Enfranchisement uncertainties
One of the changes on which the position remains unclear concerns a proposal that the criteria for making a collective enfranchisement claim might be amended, such that the current requirement that no more than 25% of the floor area of the property be in non-residential use be increased to 50%. When this suggestion appeared in the Law Commission’s report, it took most by surprise, because there had been no ostensible demand for such change. Indeed, the figures quoted by the Commission itself demonstrate that a majority of respondents to its consultation felt that there should be no change to this provision.

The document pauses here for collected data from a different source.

PR #199, opened 2019-01-06
Added general support for linking Panel objects

xavArtley:
Following PR #191
It focus only on the Links between widgets and Hv bokeh plots

I removed `AxesLink` which was a link between Hv bokeh plots
I removed dependencies to holoviews (duplicate code of the `Link` class of holoviews)
I will create another PR with some refactor of the links between Hv Plots to decorrelate Links from holoviews and links developed in Panel.


xavArtley:
Now it is possible to link directly bokeh widgets or panel widgets to bokeh figures
image

philippjfr:
@xavArtley I've started generalizing the LinkCallback a bit so we can eventually apply arbitrary linking. Next I'll be adding a simpler API to specify widget links. Please let me know if you disagree with any of my changes so far.

panel/links.py
```diff
@@ -91,132 +91,212 @@ def unlink(self):
...
-                             callback=WidgetLinkCallback)
 
-Viewable._preprocessing_hooks.append(WidgetLink.make_links)
+class WidgetLinkCallback(LinkCallback):
+
+    source_code = """
+    target['{value}'] = source.value
+    """
+
+    def _get_target_spec(cls, link):
```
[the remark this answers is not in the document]
philippjfr: Thanks I made it an instancemethod but did not update the signature.

panel/links.py
```diff
@@ -0,0 +1,295 @@
...
+
+    def _initialize_models(self, link, src_model, tgt_model):
+        if link.target_property and tgt_model:
+            setattr(tgt_model, link.target_property, src_model.value)
+        if tgt_model is None and not link.code:
+            raise ValueError('Model could not be resolved on target '
+                             '%s and no custom code was specified.' % 
+                             type(self.target).__name__)
+
+    def _process_references(self, references):
```
xavArtley: Should not a default method be added in the Parent class?

philippjfr: Yes, my oversight.

panel/links.py
```diff
@@ -92,23 +92,27 @@ def _process_links(cls, root_view, root_model):
...
+                    for link in cls.registry[linkable]
+                    for src in ([link.source] if not isinstance(link.source, HvElement) else map_hve_bk[link.source])
+                    for tgt in ([link.target] if not isinstance(link.target, HvElement) else map_hve_bk[link.target])]
+        else:
+            if not linkables:
+                return
+            found = [(link, src, link.target) for src in linkables if src in cls.registry
+                    for link in cls.registry[src] if link.target in linkables or
+                    not link._requires_target]
+
```
philippjfr: I don't completely follow this change. Could you explain the difference?

xavArtley: If you register an holoviews element as source the LinkCallBack __init__ fail because the source is an holoview element and not a Plot.
Now if we have an HvElement in link.source we find all bokeh plots(map_hve_bk[link.source]) and we create the link for each one

philippjfr: Thanks.

philippjfr:
@xavArtley I've once again refactored the code in order to make linking a completely general concept which can be applied both in Python and in JS. Have a look at the updated Links.ipynb to see what you think.

@jbednar When you get a minute I'd appreciate it if you could review and edit that notebook as well to see what you think.

xavArtley:
@philippjfr  Great work it's very intuitive.

jbednar:
If those changes look ok to you, I'm happy to merge it!

examples/user_guide/Links.ipynb
```diff
@@ -192,21 +273,49 @@
...
   {
    "cell_type": "markdown",
    "metadata": {},
    "source": [
-    "`param.watch` return a reference to the watcher which can be used to remove it."
+    "As you can see the signature is identical to the ``link`` example above, but here Panel translates the specification into a JS code snippet which syncs the properties on the underlying Bokeh properties. But now if you edit the widget and press Return, the Markdown display will automatically update even in a static HTML web page.\n",
+    "\n",
+    "#### Linking using custom JS code\n",
+    "\n",
+    "Since everything happens in JS for a `jslink`, we can't provide a Python callback. Instead, we can define a JS code snippet, which is executed when a property changes. E.g. we can define a  little code snippet which adds HTML bold tags (``<b>``) around the text before setting it on the target. The code argument should map from the parameter/propery on the source object to the JS code snippet to execute:"
```
philippjfr:
```suggestion
    "Since everything happens in JS for a `jslink`, we can't provide a Python callback. Instead, we can define a JS code snippet, which is executed when a property changes. E.g. we can define a little code snippet which adds HTML bold tags (``<b>``) around the text before setting it on the target. The code argument should map from the parameter/property on the source object to the JS code snippet to execute:"
```

examples/user_guide/Links.ipynb
```diff
@@ -50,8 +67,19 @@
...
+    "text_input.link(markdown, value='object')\n",
+    "\n",
+    "pn.Row(text_input, markdown)"
+   ]
+  },
+  {
+   "cell_type": "markdown",
+   "metadata": {},
+   "source": [
+    "Now, if Python is running and you type something in the box above and press Return, the corrresponding Markdown pane should update to match.  And if you use Python to directly manipulate the value of the text input (e.g. by editing the following cell to have new text in it and then executing it), then the Markdown should also update to match:"
```
jbednar:
```suggestion
    "Now, if Python is running and you type something in the box above and press Return, the corresponding Markdown pane should update to match.  And if you use Python to directly manipulate the value of the text input (e.g. by editing the following cell to have new text in it and then executing it), then the Markdown should also update to match:"
```

philippjfr:
@xavArtley If you're around could you apply the suggestions? Only the PR author can do it.

philippjfr:
Thanks @xavArtley at working out the initial cut of this and thanks @jbednar for tidying up the docs.

PR #201, opened 2019-01-06
Decorrelate Links defined in panel from holoviews ones.

xavArtley:
Create a PanelLink class to define links specific to panel package.
For example AxesLink is not require in holoviews due to Layout
But is needed to link plots across panels
Add AxesLink + test
I refactor find_links to remove dependency to holoviews. 
Tests passed but I may skipped some use cases.

### DIFF
--- a/panel/links.py
+++ b/panel/links.py
@@ -1,0 +1,132 @@
+"""
+"""
+import param
+import weakref
+
+from collections import defaultdict
+from functools import partial
+
+from .viewable import Viewable
+from .holoviews import find_links
+
+
+class Link(param.Parameterized):
+    """
+    A Link defines some connection between a source and target object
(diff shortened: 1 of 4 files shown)


panel/links.py
```diff
@@ -0,0 +1,132 @@
...
+    plot and the axes on the target plot. By default it will
+    link along the x-axis but using the axes parameter both axes may
+    be linked to the tool.
+    """
+
+    axes = param.ListSelector(default=['x', 'y'], objects=['x', 'y'], doc="""
+        Which axes to link the tool to.""")
+
+
+class RangeAxesLinkCallback(param.Parameterized):
```
philippjfr: Could you delete these again, this type of link is definitely specific to HoloViews and should be added there instead.

Issue #202, opened 2019-01-07
entering two different invalid values into LiteralInput consecutively causes '(invalid)' message to disappear


lebedov:
When using Panel 0.3.1, if I create a `panel.widgets.LiteralInput`, enter an invalid value (e.g., `a`) and press Enter, and then enter a different invalid value (e.g., `b`) and press Enter, the `(invalid)` message above the widget appears after the first entry and then disappears after the second. Shouldn't the message remain present after the second entry?

philippjfr:
I think this was addressed by the linked PR.

PR #203, opened 2019-01-07
Fix reporting of bad inputs in LiteralInput widget (#202).

lebedov:


philippjfr:
Thanks for the PR. Would you mind adding a test to try to cover the case this is trying to fix?

lebedov:
Assuming I've understood the unit tests correctly, the last assert in the following code should fail on the bug I observed:
```python
from pyviz_comms import Comm
from panel.widgets import LiteralInput

doc = Document()
comm = Comm()

literal = LiteralInput(value=0, type=int, name='Literal')
box = literal._get_model(doc, comm=comm)
widget = box.children[0]
assert widget.title == 'Literal'
literal._comm_change({'value': "invalid"})
assert widget.title == 'Literal (invalid)'
literal._comm_change({'value': "also invalid"})
assert widget.title == 'Literal (invalid)'
```
However, I don't observe any error when I run it at the command line with unpatched Panel 0.3.1 and pyviz_comm 0.7.0 installed; I can only observe the error (i.e., the title changing from "Literal (invalid)" to "Literal" when I change the contents of the box from "invalid" to "also invalid")  if I create a widget in Jupyter Notebook or Lab as follows and try modifying the data in the displayed input box as described:
```python
import panel
from panel.widgets import LiteralInput
panel.extension()
w = LiteralInput(value=0, type=int, name='Literal')
w
``` 
Thoughts?

philippjfr:
I'll try to look into it, also worth noting that the bug doesn't occur on bokeh server so it's something going wrong when syncing the model state in the notebook.

philippjfr:
I'll merge this without the unit test for now, but will look into the syncing issues this PR highlights.

PR #204, opened 2019-01-08
Add appveyor build

xavArtley:
Example of build:
https://ci.appveyor.com/project/xavArtley/panel/builds/21457101


philippjfr:
Thanks looks good, will try that now.

PR #209, opened 2019-01-10
Replace special charactere of player.ts by their unicode equivalent

### LINKED ISSUE #208: Interaction between Panel, bokeh and Jupyter Notebook format prevents bokeh serve from running with charmap error
Hi,
I'm trying to run the following script using Holoviews (with Bokeh) and Panel in a .ipynb.

```python
import numpy as np
import panel as pn
import param
import holoviews as hv
hv.extension('bokeh')

def gaussian_func(x, x0, amplitude, sigma):
    return amplitude * np.exp(-(x - x0)**2/sigma)

class App(param.Parameterized):
    sigma = param.Number(default=0.1, bounds=(0, 20))
    
    def view(self):
        x = np.linspace(0, 10)
        vals = gaussian_func(x, 5, 1., self.sigma)
        return hv.Curve((x, vals))

app = App(name="Test app")
panel = pn.Row(app, app.view)
panel.servable()
```
If I copy this in a Jupyter Notebook cell, execute the content of the cell, save the result to a notebook called 'bokeh_serve_bug' and then try to serve this file with:
`bokeh serve --show "bokeh_serve_bug.ipynb"`
I get an error:
`ERROR: 'charmap' codec can't decode byte 0x9d in position 1052656: character maps to <undefined>`
Thanks to @xavArtley, we've been able to track down the bug to this by jumping to position 1052656:
`"              first.appendChild(document.createTextNode('❚◀◀'));\n",`

As far as I understand the problem, the analysis is then:
- the Jupyter notebook serializes the panel
- therefore including the JS sources for the Player element (unused here, but still included)
- the player uses a unicode character which maps to undefined
- causing bokeh serve to not work

From my point of view as an user, this is a problem since I expect the bokeh server to run based on the source code, and should ignore any output!

What should be done with this? How could it be fixed?

Thanks for your help

Florian

xavArtley:
Fix #208
Ensure windows compatibility
A simple test which failed on windows was trying to open().read() player.ts file

### DIFF
--- a/panel/models/player.ts
+++ b/panel/models/player.ts
@@ -58,43 +58,43 @@ export class PlayerView extends WidgetView {
 
     const first = document.createElement('button')
     first.style = button_style
-    first.appendChild(document.createTextNode('❚◀◀'))
+    first.appendChild(document.createTextNode('\u275a\u25c0\u25c0'))
     first.onclick = () => this.first_frame()
     button_div.appendChild(first)
 
     const previous = document.createElement('button')
     previous.style = button_style
-    previous.appendChild(document.createTextNode('❚◀'))
+    previous.appendChild(document.createTextNode('\u275a\u25c0'))
     previous.onclick = () => this.previous_frame()
     button_div.appendChild(previous)
 
     const reverse = document.createElement('button')
     reverse.style = button_style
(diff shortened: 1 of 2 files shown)


philippjfr:
Thanks!

PR #225, opened 2019-01-28
Python2 compatibility

philippjfr:


philippjfr:
>I'm glad there weren't more changes needed, if we haven't been running python2 tests!!!

Bit premature but I think I've got it now.

fmaussion:
Devil's advocate here. Was this really necessary? Xarray just merged a PR to *remove* py2 compat ;-)

philippjfr:
After going through all the effort I'd be very tempted to say no, but we'll probably drop py2 compatibility for all projects at the same time.

fmaussion:
Related: https://twitter.com/mrocklin/status/1083889299211223040

*"Here's a new one. The Dask-Kubernetes subproject just accepted a patch to support Python 2 (Dask's Kubernetes was Python 3 only), then cut a release, and immediately dropped Python 2 again."*

jbednar:
Panel replaces ParamNB and ParamBokeh, which both supported Python2, and I don't want people ever to have any reason to turn to those older projects.  When we drop Python2 support in Panel (which we will!), we can now safely point people who are stuck on py2 to use an older Panel release, rather than having them pointlessly invest in ParamNB or ParamBokeh.

PR #234, opened 2019-02-07
Updating meta.yaml to make it pure template

jsignell:
Getting rid of dependencies for test and nodejs requirement. If nodejs is needed it should be moved to setup.py

### DIFF
--- a/setup.py
+++ b/setup.py
@@ -28,6 +28,46 @@ def get_setup_version(reponame):
         print("WARNING: param>=1.6.0 unavailable. If you are installing a package, this warning can safely be ignored. If you are creating a package or otherwise operating in a git repository, you should install param>=1.6.0.")
         return json.load(open(version_file_path, 'r'))['version_string']
 
+def build_custom_models():
+    """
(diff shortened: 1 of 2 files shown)


jbednar:
Sounds good to me!

philippjfr:
It is indeed required, doesn't need to be pinned though. Would be good to add it to ``extras_require['build']`` in this PR.

setup.py
```diff
@@ -28,6 +28,46 @@ def get_setup_version(reponame):
         print("WARNING: param>=1.6.0 unavailable. If you are installing a package, this warning can safely be ignored. If you are creating a package or otherwise operating in a git repository, you should install param>=1.6.0.")
         return json.load(open(version_file_path, 'r'))['version_string']
 
+def build_custom_models():
```
jsignell: I moved this up in the file to make the setup.py easier to read.

jbednar: Ok

jbednar: Merge at your leisure!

Despite this, the government has included this within its published list of proposed reforms, and yet there is no certainty it will be adopted. The government commissioned yet another consultation on this issue, and the findings have yet to be published, with the most recent update simply being that the results are “being analysed”.
If the change were introduced, it is evident that more properties will be susceptible to a collective enfranchisement claim. With the number of potential enfranchisement claims likely to increase, and the possibility of premiums payable being reduced, the market may see a growing prevalence for “white knight” investors seeking to enable leaseholders to more easily make an enfranchisement claim by plugging any funding gap.
The likely timetable
Regrettably, in the absence of a crystal ball, we remain unclear as to when any of this might come to pass. With the government having to tackle a cost-of-living crisis, the effects of the war in Ukraine and the ongoing repercussions of Brexit and Covid, changes to how one makes an enfranchisement claim might seem low on the list of its priorities. Unsurprisingly, the subject did not feature among the prime minister’s recent five-point plan.
Set against this background, and with long delays being perhaps the greatest feature of this legislative programme, one might be tempted to confine the matter to the long grass. However, that appears short-sighted. While fundamental national concerns have necessarily slowed down progress, it is clear that the desire for reform remains.
A briefing issued through the House of Commons library on 22 December 2022 quite clearly restates the government’s aims to legislate in this field and refers to a Bill being included in the 2023/24 parliamentary session. This has been reinforced in an interview in January 2023 with the secretary of state for levelling up, housing and communities in which he pledged to bring forward laws to scrap most “feudal” leaseholds in England “later this calendar year”, albeit that he acknowledged “it is not easy in legal terms, when you’ve got a tangle of property laws going back hundreds of years”. It is clear from this that change is certainly on the horizon.